The researchers set up a second, similar experiment with 96 other students — showing each participant six sets of 20 words, each with a numeric value from 1 to 10, but this time changing the distractions.

Again, one group of students viewed the words without any disruptions. But for the other three groups, the researchers played a series of tones: one group was told to identify whether each tone was the same as the previous one, another was told to indicate whether two tones played one after the other were the same pitch or not, and the final group was told to identify each sound as high-pitched or low-pitched.

As in the first experiment, students who weren’t distracted remembered an average of eight words from each set of 20. Those who were distracted by the other tasks remembered an average of about five out of every 20 — and the information they forgot tended to be the “less important” words. Participants in all four groups were again nearly five times more likely to recall a 10-point word than a one-point word.

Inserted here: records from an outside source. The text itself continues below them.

PR #2550, opened 2025-05-29
Internal docs for Rust/callback interface calls

bendk:


docs/manual/src/internals/foreign_calls.md
```diff
@@ -0,0 +1,84 @@
...
+
+How can Rust code make a call into the foreign language?
+The [lifting and lowering](./lifting_and_lowering.md) docs describe this at a high-level, this document will explore the details.
+
+This document only describes non-async calls.
+See the [Async FFI](./async-ffi.md) docs for a description of async calls.
+
+## VTables
+
+One major difference from a [Foreign -> Rust call](./rust_calls.md), is that the Rust code does not have access to a library with functions it can call.
```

“The data are very clear in showing that with divided attention, we don’t remember as much, but we are still able to focus on what’s most important,” Castel said.

The researchers also found that students’ ability to remember information improved as the experiments progressed: In both studies, students in all four groups generally remembered more words by the sixth round of 20 words than they did in the first set.

Middlebrooks recommends that people who are studying or learning new information avoid distractions as much as possible.

“All is likely not lost if you’re occasionally interrupted by a text or if someone nearby turns on music while you’re studying,” she said. “Our world is filled with tantalizing distractions, and we seem to adapt by being selectively focused.”

The research, which is published in the August issue of Psychological Science, was funded by the National Institute on Aging. Tyson Kerr, a former UCLA undergraduate student, is a co-author of the paper.